[Data section]
PR #169, opened 2023-06-07
Add BP Robot model data table loading

Tadinu:
RRRobotStructs Add `FRRRobotModelData`, used by `FRRRobotModelInfo` (dynamic runtime robot models info as loaded from URDF/SDF) & `FRRRobotModelTableRow` (static BP robot models info as stored in UE data table asset)
`ERRResourceDataType` add `UE_DATA_TABLE,` auto early loading existing data table dynamic assets

### DIFF
--- a/Source/RapyutaSimulationPlugins/Public/Robots/RRRobotStructs.h
+++ b/Source/RapyutaSimulationPlugins/Public/Robots/RRRobotStructs.h
@@ -31,7 +31,8 @@ enum class ERRRobotDescriptionType : uint8
 {
     NONE,
     URDF,
-    SDF
+    SDF,
+    UASSET,
 };
 
 /**
@@ -41,7 +42,7 @@ enum class ERRRobotDescriptionType : uint8
 UENUM()
 enum class ERRRobotStatus : uint8
 {
-    INVALID,             //! Invalid type, or not loaded successfully
+    INVALID,             //! Invalid status, eg not loaded successfully
     CREATING,            //! Being built up (loading the meshses, building the structure, etc.)
     IDLE,                //! Idling, ready for command order
     ORDER_PROCESSING,    //! Received command and in middle of processing
@@ -83,7 +84,7 @@ enum class ERRLidarSensorType : uint8
 UENUM()
 enum class ERRRobotJointType : uint8
 {
-    INVALID,
+    NONE,
     FIXED,
     FLOATING,
     PRISMATIC,
@@ -107,7 +108,7 @@ enum class ERRRobotJointStatus : uint8
 UENUM()
 enum class ERRRobotMeshComponentType : uint8
 {
-    INVALID,
+    NONE,
     STATIC_MESH,
     SKELETAL_MESH,
     PROCEDURAL_MESH,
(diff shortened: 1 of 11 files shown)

[Task directions]
Report only how many lines of the listing hold the word "class".

[Task solution]
7